____ Provided information

PR #6138, opened 2021-02-06
[ticket/16698] Enhance check for default charset

3D-I:
PHPBB3-16698

Checklist:

- [x] Tests pass

https://tracker.phpbb.com/browse/PHPBB3-16698

### DIFF
--- a/phpBB/includes/acp/acp_main.php
+++ b/phpBB/includes/acp/acp_main.php
@@ -690,7 +690,7 @@ class acp_main
 		$encoding_translation	= $this->php_ini->getString('mbstring.encoding_translation');
 		$http_input				= $this->php_ini->getString('mbstring.http_input');
 		$http_output			= $this->php_ini->getString('mbstring.http_output');
-		$default_charset		= $this->php_ini->getString('default_charset');
+		$default_charset		= strtolower($this->php_ini->getString('default_charset'));
 
 		if (extension_loaded('mbstring'))
 		{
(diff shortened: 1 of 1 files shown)


EA117:
Not something that "must" be considered in this change.  But is this a good opportunity to also account for the fact that having default_charset "not set at all" (meaning it doesn't exist in the PHP.INI file at all) also means "PHP APIs will default to UTF-8"?

That wasn't always true, but is true in the versions of PHP that phpBB 3.3.0 and later support: https://www.php.net/manual/en/ini.core.php#ini.default-charset

The reason to mention it now is because it causes the same situation for phpBB that ticket 16698 is in the middle of fixing: Nothing is actually "wrong" because the PHP APIs are defaulting to UTF-8 when the PHP.INI setting doesn't exist; but phpBB's test of "what is the PHP.INI setting set to" is still failing, because we don't find that it's set to the value "UTF-8".

It also seems worth at least consider, since this default_charset test is new to phpBB 3.3.3, and this can be the right time to make sure these edge cases aren't triggering false positives of the new message.

3D-I:
Setting default_charset to an empty value is not recommended.

EA117:
Agreed.  But that's not the same thing as "does not exist in the PHP.INI file at all."

rxu:
Tend to agree with @EA117 as we have support requests about the warning from users who has no `default_charset` parameter in `php.ini` but their boards operate well.

phpBB/includes/acp/acp_main.php
```diff
@@ -704,7 +704,7 @@ function main($id, $mode)
 				'S_MBSTRING_ENCODING_TRANSLATION_FAIL'	=> $encoding_translation && ($encoding_translation != 0),
 				'S_MBSTRING_HTTP_INPUT_FAIL'			=> !empty($http_input),
 				'S_MBSTRING_HTTP_OUTPUT_FAIL'			=> !empty($http_output),
-				'S_DEFAULT_CHARSET_FAIL'				=> $default_charset !== 'UTF-8',
+				'S_DEFAULT_CHARSET_FAIL'				=> $default_charset !== 'utf-8',
```
rxu, line 707:
```suggestion
				'S_DEFAULT_CHARSET_FAIL'				=> $default_charset !== null && $default_charset !== 'utf-8',
```

3D-I: Did it differently since `$this->php_ini->getString()` can return NULL but `strtolower()` returns a NULL value as an empty string. As per https://www.php.net/manual/en/function.strtolower.php#116230

CHItA (approved):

________

Copy out every line of the listing where the word "https" occurs.

https://tracker.phpbb.com/browse/PHPBB3-16698
That wasn't always true, but is true in the versions of PHP that phpBB 3.3.0 and later support: https://www.php.net/manual/en/ini.core.php#ini.default-charset
3D-I: Did it differently since `$this->php_ini->getString()` can return NULL but `strtolower()` returns a NULL value as an empty string. As per https://www.php.net/manual/en/function.strtolower.php#116230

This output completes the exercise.